Le rapport des historiens de la commission Duclert, triés sur le volet par Macron, qui vient d’être publié, fait semblant de reconnaître les « lourdes responsabilités » de la France. Mais en réalité, en se contentant d’incriminer les responsables politiques de l’époque, il dédouane l’État français de sa complicité profonde.
Depuis des années, des historiens, des rescapés, des journalistes et même des militaires français ont dénoncé les crimes commis au Rwanda par l’armée, les diplomates, les gouvernants et les banques françaises qui ont financé les achats d’armes. Mais le négationnisme était la règle absolue du discours officiel de l’État français. Négation de l’existence de ce génocide, puis du rôle de la France, puis de l’aide apportée directement aux assassins avec l’opération militaire Turquoise.

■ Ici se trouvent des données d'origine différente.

PR #1584, opened 2023-03-28
Add Legend Service OpenAPI Specification generation extension

### LINKED ISSUE #1583: Support OpenAPI Specification Generation for Legend Services
### Description of Problem:
Legend services do not expose an openapi specification. OpenAPI specification is a standard, programming language-agnostic interface description for HTTP APIs, which allows both humans and computers to discover and understand the capabilities of a service without requiring access to source code, additional documentation, or inspection of network traffic.

It is a standard contract which most clients would expect to see and having this feature available on default for legend service will make it easy to discover, consume and understand the legend service.

### Potential Solutions:
Solution 1:
Write a pure function that accepts a legend service and returns an openapi specification string. This pure function can be packaged into an API/plugin and invoked in build/service layers to generate openapi specification.

Solution 2:
Get a pure function definition in either pure/json format and use service translations to convert into a Java object. Derive URL patterns, return types and all classes involved. Build the OpenAPI object using swagger-parser library.

kranthikiran01:
#### What type of PR is this?
Improvement

Provides ability to generate openapi specification for a given legend service. OpenAPIArtifactGenerationExtension can be used with legend sdlc maven file plugin to generate openapi spec as a build artifact

Fixes #1583 

Support includes GET and POST methods. Metamodel supports other operations, but implementation to derive methods from service is required. More iterations required to make OpenAPI specification fully implemented i.e security extensions etc.
No


legend-engine-pure-code-compiled-core/src/main/resources/core/external/format/openapi/tests.pure
```diff
@@ -0,0 +1,67 @@
...
...dexTDS":{"type":"object","properties":{"index":{"$ref":"#/components/schemas/Elasticsearch7StoreIndexMapping"}}},"TokenCountProperty":{"type":"object","properties":{"index":{"type":"boolean"},"enable_position_increments":{"type":"boolean"},"null_value":{"type":"float"},"analyzer":{"type":"string"},"boost":{"type":"float"},"type":{"type":"string"},"_pure_protocol_type":{"type":"string"}}},"AggregateMetricDoubleProperty":{"type":"object","properties":{"default_metric":{"type":"string"},"metrics":{"type":"string"},"type":{"type":"string"},"_pure_protocol_type":{"type":"string"}}},"BinaryProperty":{"type":"object","properties":{"type":{"type":"string"},"_pure_protocol_type":{"type":"string"}}},"Package":{"type":"object","properties":{"children":{"type":"array","items":[{"$ref":"#/components/schemas/PackageableElement"}]}}},"RankFeaturesProperty":{"type":"object","properties":{"type":{"type":"string"},"_pure_protocol_type":{"type":"string"}}},"LatLonGeoLocation":{"type":"object","properties":{"lon":{"type":"float"},"lat":{"type":"float"}}},"DateRangeProperty":{"type":"object","properties":{"format":{"type":"string"},"type":{"type":"string"},"_pure_protocol_type":{"type":"string"}}}}}}';
```
rafaelbey, line 50: Can we put this on a file on the pure repo, and then use readFile function to get it?

Then, we can use assertJsonEquals function.

This would help with readability.

legend-engine-xt-openapi-generation/src/main/java/org/finos/legend/engine/generation/OpenApiArtifactGenerationExtension.java
```diff
@@ -0,0 +1,56 @@
...
+    {
+        return element instanceof Root_meta_legend_service_metamodel_Service;
+    }
+
+    @Override
+    public List<Artifact> generate(PackageableElement element, PureModel pureModel, PureModelContextData data, String clientVersion)
+    {
+        assertTrue(this.canGenerate(element), () -> "OpenApi extension only supports service elements");
+        String result = core_external_format_openapi_generation.Root_meta_external_format_openapi_generation_serviceToOpenApi_Service_1__Server_1__String_1_((Root_meta_legend_service_metamodel_Service) element, new Root_meta_external_format_openapi_metamodel_Server_Impl("")._url("localhost"), pureModel.getExecutionSupport());
+        Artifact output = new Artifact(result, element.getName() + "_openapi.json", "json");
```
rafaelbey, line 53: One thing worth noting is that the generator is already qualifying the generated file by the path and the "key"

For example, `abc::abc::ABCService` will get this file under:  `abc/abc/ABCService/openapi_spec/{your_filename_here}`

Hence, you can make this name more vanilla to make thing easier for the system that will like to use these.  For example, you can just set the name to `spec.json`.

legend-engine-xt-openapi-generation/src/main/java/org/finos/legend/engine/generation/OpenApiArtifactGenerationExtension.java
```diff
@@ -0,0 +1,56 @@
...
+    @Override
+    public boolean canGenerate(PackageableElement element)
+    {
+        return element instanceof Root_meta_legend_service_metamodel_Service;
+    }
+
+    @Override
+    public List<Artifact> generate(PackageableElement element, PureModel pureModel, PureModelContextData data, String clientVersion)
+    {
+        assertTrue(this.canGenerate(element), () -> "OpenApi extension only supports service elements");
```
rafaelbey, line 51: The platform is already calling `canGenerate` before calling generate, hence this check is not necessary,

rafaelbey (changes requested):
One things that is not necessary relevant to the actual change - do we know what is the impact to the Studio GitLab projects?  This means every service on every project will now generate these files that before was not the case.

legend-engine-pure-code-compiled-core/src/main/resources/core/external/format/openapi/tests.pure
kranthikiran01: @rafaelbey Done. Can you please review and approve this?

legend-engine-xt-openapi-generation/src/main/java/org/finos/legend/engine/generation/OpenApiArtifactGenerationExtension.java
kranthikiran01: Makes sense, will update the file name suffix to something simpler like spec.json

legend-engine-xt-openapi-generation/src/main/java/org/finos/legend/engine/generation/OpenApiArtifactGenerationExtension.java
kranthikiran01: Thanks for letting me know, I was not aware platform calls it already.

legend-engine-xt-openapi-generation/src/main/java/org/finos/legend/engine/generation/OpenApiArtifactGenerationExtension.java
kranthikiran01: Also, can we get the url/host of legend service somehow? Hardcoding localhost here doesn't seem right. Can we read any configuration values for host?

rafaelbey: Not really.  These files are generated during the Studio project pipelines on GitLab.  There is no server.  Can we use some sort of template, like ${HOST} or something that reflects that is a value that needs to change.  How to change it and who will need to change it is a different discussion.

rafaelbey:
One last concern - once we merge this change, it will start generating for every existing service.  Either we need to make sure the open api generation is comprehensive and covers all use case, or we need a try/catch that wont fail the Studio project pipelines.

legend-engine-xt-openapi-generation/src/main/java/org/finos/legend/engine/generation/OpenApiArtifactGenerationExtension.java
kranthikiran01: Thanks for the suggestion. Applied the changes along with logs for failure

hardikmaheshwari:
Should we leverage external formats for this?
We support open API standard schemagen for classes which are triggered via file gen.
Can we not trigger similar schema gen for services (like classes) which can glued in with other file generation mechanics

legend-engine-pure-code-compiled-core/src/main/resources/core/external/format/openapi/testOpenApiSpec.txt
AFine-gs, line 1: It  looks like this has scoped in all of the TabularDataset metamodel, which is likely not what we want here

kranthikiran01: @AFine-gs  My latest commit generates models only in scope. Please review

MauricioUyaguari:
> One things that is not necessary relevant to the actual change - do we know what is the impact to the Studio GitLab projects? This means every service on every project will now generate these files that before was not the case.

This was addressed by adding a stereotype check on the service that would trigger the generation. This will only be generated if the user adds the stereotype and not on every service

MauricioUyaguari (approved):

Tout le rapport vise donc à un savant équilibre entre la reconnaissance des responsabilités des autorités françaises de l’époque et le fait d’en disculper en même temps la France en tant que puissance impérialiste. S’en prendre à Mitterrand et ses réseaux africains en est donc la pierre angulaire. Ce n’est pas difficile tant Mitterrand a été un des meilleurs défenseurs de la colonisation puis des intérêts français en Afrique après les indépendances. Ses ignominies africaines sont multiples. Son formatage intellectuel colonial, raciste et ethniste était total. Et il n’avait pas hésité à affirmer en 1994 : « pour ces gens-là, un génocide ce n’est rien. » Mais ce ne sont pas ses choix personnels, ses amitiés avec Habyarimina et sa femme ou ses préjugés immondes qui expliquent sa politique au Rwanda. Ils n’étaient qu’un aspect secondaire de la domination impérialiste française, dont tous les politiciens de l’époque étaient les serviteurs.
En mettant toute la responsabilité sur Mitterrand, ces mêmes responsables qui ont du sang sur les mains, tentent de s’innocenter. Alain Juppé, ministre des Affaires étrangères de l’époque, a affirmé dans une interview : « Nous n’avons pas réalisé qu’un génocide submergeait le Rwanda », ou encore, « nous n’avons pas mesuré que nous abandonnions, en quittant Kigali avec le dernier avion français le 14 avril, des centaines de milliers de Tutsi promis à la mort, des morts atroces, insoutenables. » Cette version a été démentie maintes fois. Mais il ose se dédouaner encore en ajoutant : « Nous n’avons pas compris qu’un génocide ne pouvait supporter des demi-mesures. »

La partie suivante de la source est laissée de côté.